# Screen size dilemna



## violator_1977 (Jul 30, 2012)

Hi everyone.

First post.

I have used various screen size calculators, discussed recommended screen sizes with several very knowledgeable people, and discussed it with several forum members on here.

I need to conclude this and make a decision on my screen dimensions, so wanted to get additional feedback because of the varying responses.

Please give your unbiased opinions.

Room dimension: 19' length x 15' width x 10' height
Seating distances: 10' from screen row 1. 15' from screen row 2.
Preferred source material AR: 50/50% or perhaps 60/40% (2.35:1 / 16:9)
Throw distance: flexible
Screen: still to purchase, however material will be acoustically transparent as speakers will be from behind.
PJ: still to purchase
Room type: fully light controlled, dedicated media room, no other use.
Sweet spot seat: 2.35 content probably front row center. on 16:9 content probably 2nd row center.

Cause of confusion:

Some confident, seemingly exprienced and quite convincing forum members have suggested a CIH setup with "as wide a [cinemascope] screen as you can fit." Presuming they mean a maximum of 13' wide i.e. 156" wide screen in my 15' wide room, this equates to an 87" image height viewing 16:9 content. At both 10' and 15' that seems crazy. Taking it down to say 12' wide i.e. 144" wide screen equates to an 81" image height viewing 16:9 content... again isn't that crazy? I question the final image quality many of these people (presumably using $3k-$5k projectors with or without A lenses) are getting. How is the detail, vibrancy of colors, black levels, brightness, etc? How about when they are watching 3D? I have my doubts on that.

The "professionals" (i.e. those that design and install HT's for a living) and reviewed my room in detail suggest a 10' wide screen. One suggested a 10' 16:9AR screen, and another a 10' 2.35AR screen or maybe he said to push it, go 11' on the 2.35AR screen. Again, differences exist here. A 10' wide 16:9 screen means an image height of 67" whereas a 10' wide 2.35 screen means an image height of 51". HUGE difference there.

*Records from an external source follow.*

Issue #1925, opened 2023-11-10
outside the range of type ‘sai_object_type_t’


oplklum:
I add 5 new objects in experimental, so the SAI_OBJECT_TYPE_EXTENSIONS_MAX is increased from 124 to 129. But when I make meta, an error reported like this:

In file included from saidepgraphgen.cpp:33:
saidepgraphgen.cpp: In function ‘void process_colors()’:
saimetadata.h:489:60: error: the result of the conversion is unspecified because ‘129’ is outside the range of type ‘sai_object_type_t’ {aka ‘_sai_object_type_t’} [-Werror=conversion]
  489 | #define SAI_OBJECT_TYPE_EXTENSIONS_MAX ((sai_object_type_t)129)

I think it's the reason of enum underlying type is not fixed, so it'll be all right when SAI_OBJECT_TYPE_EXTENSIONS_MAX <= 127, otherwise conversion outside the range. I change the value to 127 manually and it works, but report error [-Werror=conversion] when change to 128. So is this a bug?

kcudnik:
yes, probably a bug, can you give link to commit? i will pull that locally and fix that

oplklum:
> yes, probably a bug, can you give link to commit? i will pull that locally and fix that

I've commit my code to https://github.com/oplklum/SAI/commit/54c18db9490b5f1c5f9200c9a31e5c05581296e2
Please have a test, thanks.

kcudnik:
thanks, i cherry picked that, seems like gcc compiler internally chooses some 7 bit size to store enum values for sai_object_type_t, even that sizeof(sai_object_type_t) is sizeof(int32_t), and error pops up on cpp, not C, i'm not sure how to elegantly fix this, i can add pragam to ignore this conversion, but im not sure if this could have some implications later, if at some point compiler will decide to actual 7 bits, at some operations

kcudnik:
i tried to add
```
#pragma GCC diagnostic ignored "-Wconversion"
```

but seems like gcc is ignoring this pragma, since warning is still present if that pragma is applied, not sure if this is gcc bug or a feature

kcudnik:
@oplklum i added temporary workaround: https://github.com/opencomputeproject/SAI/pull/1926, you can cherrypick that and try to build and test locally, but we need to discuss this change on Thursday SAI community meeting

oplklum:
@kcudnik I'm sorry for the late response. #1925 is all right now, but the same problem happened for sai_api_t.

[...]

PR #1926, opened 2023-11-13
[meta] Add custom range start/end to sai_object_type_t and sai_api_t as workaround for internal enum size

kcudnik:
Workadound for https://github.com/opencomputeproject/SAI/issues/1925

Since SAI_OBJECT_TYPE_EXTENSIONS_MAX is declared as define, compiler warns about:

error: the result of the conversion is unspecified because .129. is outside the range of type .sai_object_type_t. {aka
    ._sai_object_type_t.} [-Werror=conversion]

when next value exceeds 7 bits, since that's enough for encode all values for sai_object_type_t. Unfortunetly #pragma GCC diagnostic ignored "-Wconversion" is not working (probably gcc bug) then workaround needs to be addressed in other way.

Those custom ranges can be removed after actual SAI_OBJECT_TYPE_MAX will reach 128 value

### DIFF
--- a/inc/sai.h
+++ b/inc/sai.h
@@ -147,6 +147,12 @@ typedef enum _sai_api_t
     SAI_API_ARS_PROFILE      = 49, /**<sai_ars_api_profile_t */
     SAI_API_TWAMP            = 50, /**< sai_twamp_api_t */
     SAI_API_MAX,                   /**< total number of APIs */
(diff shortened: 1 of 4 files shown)


kcudnik:
issue demonstration here: https://godbolt.org/z/8Mdse7jva

PR #1940, opened 2024-01-05
SAI proposal for icmp echo offload

chikkaiah-work:
This request is to proposes the following:
1. Proposes the concept of an ICMP echo object or session that can be offloaded to HW/ASIC or other modules for expedited link detection.
2. Introduces SAI APIs to define ICMP echo session properties
3. Introduces a switch-level notification API for tracking changes in ICMP echo session states.


kcudnik:
can you add like empty commit, since seems like SAI pipeline is hanging, and azp run can't restart this

kcudnik:
it's still stuck, something is wrong with the pipeline :/

chikkaiah-work:
> it's still stuck, something is wrong with the pipeline :/

it seems it took wrong git user name for commits. I closed this PR and opened new one - https://github.com/opencomputeproject/SAI/pull/1942

chikkaiah-work:
> it's still stuck, something is wrong with the pipeline :/

Hi Kamil, I have created new PR - https://github.com/opencomputeproject/SAI/pull/1943 for this. Looks like the build has not started. I'm not sure what is missing. Can you please let me know what is holding this up from running SAI build and help.

kcudnik:
yea, i wrote email internally to figure out why this is not staring, no need for this new PR, after we fix pipeline then we should be able to restart it for each pr

kcudnik:
ok i enabled the pipeline, issue should be fixed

I've pulled out a basic projector (however it lacks zoom and image shift) and tested varying image sizes to the best I could make it work. This screen dimension decision is very hard for me to make up my mind. In my eyes, the 10' or 11' wide screen image seemed appropriate and I could see myself watching a 2 hour+ move on it. However, does it give that "i am sitting in a movie theater" feel? No. Does it look impressive or makes an impact or statement that I'm in a mini theater of sorts? no. It gives a more "i'm in a film screening room/art movie theater" feel. 

This is my first home theater. I know enough to know by now that the PJ/screen size/screen gain/ambient light/throw distance combo has a real impact on the final image quality.

Ideally, a thoughtful recommendation of the 1) screen dimensions (and gain) and 2) PJ would be very appreciated. I understand everyone has go their own opinions but I have also read a statement (do not know if it is true) that people will usually say they wish they went bigger (on screen size) and not the other way around.


----------



## ansat (Apr 22, 2011)

You can always mask a Screen smaller.
As for the projector. I would stick in the reasonable price range. Epson 3010 or maybe the 5010. As soon as the 4k projector breaks loose to the average consumer your going to wanna bite. Just my 2 cents.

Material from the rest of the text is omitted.